# Little guys in my flower bed - what to do?



## OutlandishLady (Jun 7, 2008)

*Little guys in my flower bed - what to do? Need MORE help!*

They've been there since at least yesterday. I saw "mom" sitting on them earlier today, but nothing since. They seem alert & move around a bit. I'm guessing with the high winds they were blown out of their nest (which I haven't been able to locate). How long can they go without being fed? I don't want to just leave them to starve. Help!









Update in last post - need advice again!


----------



## Lovebirds (Sep 6, 2002)

Those look like morning doves. Let me go see who's online that can help. Can you tell us where you are approximately? Seems MOST morning doves are found by folks in the UK.


----------



## OutlandishLady (Jun 7, 2008)

I'm actually in Norman Oklahoma. The parent that I saw was a very pale grey, I'll see if it shows up again for another picture. My DH just went out to check again and there was an adult there with them but it flew off. I arranged some dead limbs around them so they can hide a bit.


----------



## Lovebirds (Sep 6, 2002)

OutlandishLady said:


> I'm actually in Norman Oklahoma. The parent that I saw was a very pale grey, I'll see if it shows up again for another picture. My DH just went out to check again and there was an adult there with them but it flew off. I arranged some dead limbs around them so they can hide a bit.


Ok!........I just sent a couple of members in the UK a message.......LOL....they'll think I"m crazy. Oh well. I don't really know a whole lot about baby doves except that they grow up just a little faster than pigeons. Are the babies in danger from cats or anything where they are? I think they look a bit young to be out of the nest, but I could be wrong about that. If they are safe as long as it's day light or you can watch them and keep them safe, I would say leave them at least until it gets dark. IF it gets dark and they're still on the ground, I would bring them inside for the night and put them back out in the morning. Just so you know, it's a myth about the parents abandoning the babies if a human touches them. They are most likey just a few days from starting to fly. I"m sure other members will be along to give you more info.


----------



## Lovebirds (Sep 6, 2002)

I should add that they are old enough that the parents wouldn't be staying with them all of the time. The fact that you saw an adult means they are getting fed, so I wouldn't worry to much about that. The main concern is them being on the ground.


----------



## OutlandishLady (Jun 7, 2008)

I don't think much will bother them in the flower bed. We are "city" enough that there isn't much around but cats & dogs, and every now & then a rabbit or two. My dogs & kitties are indoors, and I haven't seen any loose pets running around. I think the limbs will shelter them, and there is no rain in the immediate forcast. I peeked out front and there was a bird on the tree right above them. I may sneak around the side to see if I can take a photo.


----------



## Whitefeather (Sep 2, 2002)

Welcome to Pigeon Talk. 

Many thanks for watching over these two little doves.

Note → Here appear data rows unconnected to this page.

PR #157, opened 2019-10-22
Ccs 2962 Add validation before publish a module

xdavidson:
This PR includes:

- Ensure Metadata is populated before publishing a module
- fix various tslint complaints


frontend/src/app/versions.tsx
```diff
@@ -116,14 +119,23 @@ class Versions extends Component<IProps, any> {
...
+                {this.state.successAlertVisible && <Alert
                     variant="success"
                     title="Edit Metadata"
                     action={<AlertActionCloseButton onClose={this.hideSuccessAlert} />}
                 >
                     Update Successful!
           </Alert>
                 }
+
+                {this.state.publishAlertVisible && this.state.canChangePublishState === false && <Alert
```
benradey: Why is `canChangePublishState` also in this conditional? Why isn't `publishAlertVisible` sufficient by itself?

frontend/src/app/versions.tsx
```diff
@@ -419,29 +432,36 @@ class Versions extends Component<IProps, any> {
     }
 
     private changePublishState = (buttonText) => {
-        const formData = new FormData();
-        if (buttonText === "Publish") {
-            formData.append(":operation", "pant:release");
-            // console.log('Published file path:', this.props.modulePath)
-            this.draft[0].version = "";
+        // Validate productValue before Publishs
+        if (this.props.productInfo !== undefined && this.props.productInfo.trim() === "" && buttonText === "Publish") {
```
benradey: If `productInfo` IS undefined, wouldn't we want to show the dialog in that scenario as well?

frontend/src/app/versions.tsx
```diff
@@ -419,29 +432,36 @@ class Versions extends Component<IProps, any> {
...
+                fetch("/content" + this.props.modulePath, {
+                    body: formData,
+                    method: 'post'
+                }).then(response => {
+                    if (response.status === 201 || response.status === 200) {
+                        console.log(buttonText + " works: " + response.status)
+                        this.setState({ initialLoad: true, changePublishState: true, publishAlertVisble: false, canChangePublishState: true })
+                    } else {
+                        console.log(buttonText + " failed " + response.status)
+                        this.setState({ initialLoad: true, changePublishState: true, publishAlertVisble: true })
```
benradey: These references to `publishAlertVisible` and `changePublishState` don't appear to be necessary since neither field is used anywhere else in the file.

frontend/src/app/versions.tsx
benradey: Actually, now that I'm thinking about it, I would really like this to be a server-side check. Although 99% of the time the users will be publishing from our web UI - we can't guarantee that that will always be the case. I'd like to see the server providing a computed property with the metadata - something like `canPublish` - that the UI keys off of, rather than making the decision at the UI layer like you have here. Can you implement that?

frontend/src/app/versions.tsx
xdavidson: canChangePublishState is introduced in this feature branch as a flag that checks if metadata is set before a version can be published

frontend/src/app/versions.tsx
xdavidson: Ben, 

I agree that we should have a server side validation. Let's log a jira to capture that effort so that we don't expand the scope of this jira.

frontend/src/app/versions.tsx
benradey: Ok, I understand the function of the property, I'm just not sure why it appears in this specific place in the code. Would we ever run into a scenario where `publishAlertVisible` was true and `canChangePublishState` was also true? If not then why not simplify the code and remove `canChangePublishState` from the conditional?

frontend/src/app/versions.tsx
benradey: I agree that the server-side check is extra effort, but I don't like the idea of committing this UI-side check with the intention of fixing it up properly later (but maybe never). I checked the story in Jira and it doesn't specify one way or the other, so I'd really prefer that we implement this the right way the first time. If we need to repoint the story as a result of the increased effort, then we can do so.

frontend/src/app/versions.tsx
xdavidson: publishAlertVisible is used to show the alert message when medata data is not updated before publishing. 

I removed "changePublishState"

frontend/src/app/versions.tsx
xdavidson: CCS 2962 is updated to reflect that UI work. 
I created a new jira for the backend effort: https://projects.engineering.redhat.com/browse/CCS-3237

benradey: Well, I still think we could have resized the original story, but that's a small detail. Just to be sure, is your intention to work that new story before moving forward with this PR?

frontend/src/app/versions.tsx
benradey: So are you saying that the behavior of the application DOES change if we remove THIS particular check for `canChangePublishState`?

frontend/src/app/versions.tsx
benradey: Ah... it appears you have a typo here then. The `publishAlertVisble` that you have here is missing an 'i' in the field name. Elsewhere in the code, there is no typo, so this is technically a different field. Subsequently, this code probably does not do what you think it does.

frontend/src/app/versions.tsx
xdavidson: Yes, it stops working.

frontend/src/app/versions.tsx
xdavidson: My goal is to get this one moved forward then address other stories.

frontend/src/app/versions.tsx
xdavidson: the typo has been corrected.

frontend/src/app/versions.tsx
xdavidson: Ben, per our offline conversation, I pushed up the validation for ReleaseDraftVersion servlet

frontend/src/app/versions.tsx
benradey: So I looked into this myself and, lo and behold, removing this check DOES change the behavior of the application!

...but, it's because of a bug elsewhere in the code (a small one). :)

Rather than try and describe it here, I just fixed it in my own branch. I'll open a PR for it.

src/main/java/com/redhat/pantheon/servlet/module/ReleaseDraftVersion.java
```diff
@@ -51,6 +51,16 @@ protected void doRun(SlingHttpServletRequest request, PostResponse response, Lis
...
+        } else if (versionToRelease.get().metadata.getOrCreate().productVersion.get() == null
+        		||  versionToRelease.get().metadata.getOrCreate().productVersion.get().isEmpty()) {
+        	// Check if productVersion is set
+        	response.setStatus(HttpServletResponse.SC_PRECONDITION_FAILED,
+                    "The version to be released doesn't have productVersion metadata");
+        } else if (versionToRelease.get().metadata.getOrCreate().urlFragment.get() == null
+        		||  versionToRelease.get().metadata.getOrCreate().urlFragment.get().isEmpty()) {
+        	// Check if urlFragment is set
+        	response.setStatus(HttpServletResponse.SC_PRECONDITION_FAILED,
+                    "The version to be released doesn't have urlFragment metadata");
```
benradey: Tested and it works!

Because I'm a pain-in-the-ass perfectionist, I have to point out that technically, this code doesn't match what the UI checks for. The UI only checks for productVersion, but this checks for both productVersion and urlFragment.

That kind of works because the UI is operating on an all-or-nothing basis right now, but that might not always be the case. The cleanest implementation of this would check for everything that's relevant (product version, url fragment, and search keywords) in both places, but since we've gone back and forth on this PR enough already, let's save those details for another day.

carlosmunoz:
@xdavidson just wanted to point out that this one went in while lowering our code coverage.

I agree with Renee, it's worrisome knowing they're on the ground, unable to escape a predator, if one happened to wander by.
I would feel better if they were off the ground & out of harm's way, if at all possible. 
They actually look old enough to be introduced to seeds. 

Please do keep us posted.

Cindy


----------



## Lovebirds (Sep 6, 2002)

Well, like I said, if they are still there at dark, if you can, I'd put them in a box with holes just for the night. You wouldn't need to feed or water them. The parents don't feed and water at night. Then put them back early in the AM and they just might take off sometime tomorrow. They are VERY close to weaning.


----------



## OutlandishLady (Jun 7, 2008)

Here is one of the watchers -









I have no problem with moving them, but the wind is still pretty fierce today. Would putting them in a pet crate with the door removed be better? I can bring them in after dark & put them in the bathroom. Maybe with a hot water bottle. 

Thanks everyone for all the suggestions


----------



## Lovebirds (Sep 6, 2002)

I see it's warm there. Don't think that heat is an issue at their age. If you put them in something "strange" and leave them out side, I expect that would freak out the parents. At this stage of the game, if you bring them in now, by tomorrow, there's a good chance the parents will have just given up and moved on, then you'd have to be Mommy.........
I would just leave them be, keep and eye on them and bring them in at dark. I think they'll be fine.


----------



## Feefo (Feb 8, 2002)

> Ok!........I just sent a couple of members in the UK a message.......LOL....they'll think I"m crazy


Not at all! LOL!

I looked at the photos and thought "those aren't wood pigeons so they must be collared doves. what else could they be?" Then I read on....however, the advice that you gave would have applied to collared doves.

Cynthia


----------



## OutlandishLady (Jun 7, 2008)

Well I got out my binoculars & Mom was sitting right next to them. Googled Morning Dove & the pic is identical. I'll bring them in after dark & out in the AM. I keep wanting to go out to check on them but I don't want to keep scaring off the parent(s).


----------



## Lovebirds (Sep 6, 2002)

OutlandishLady said:


> Well I got out my binoculars & Mom was sitting right next to them. Googled Morning Dove & the pic is identical. I'll bring them in after dark & out in the AM. I keep wanting to go out to check on them but I don't want to keep scaring of the parent(s).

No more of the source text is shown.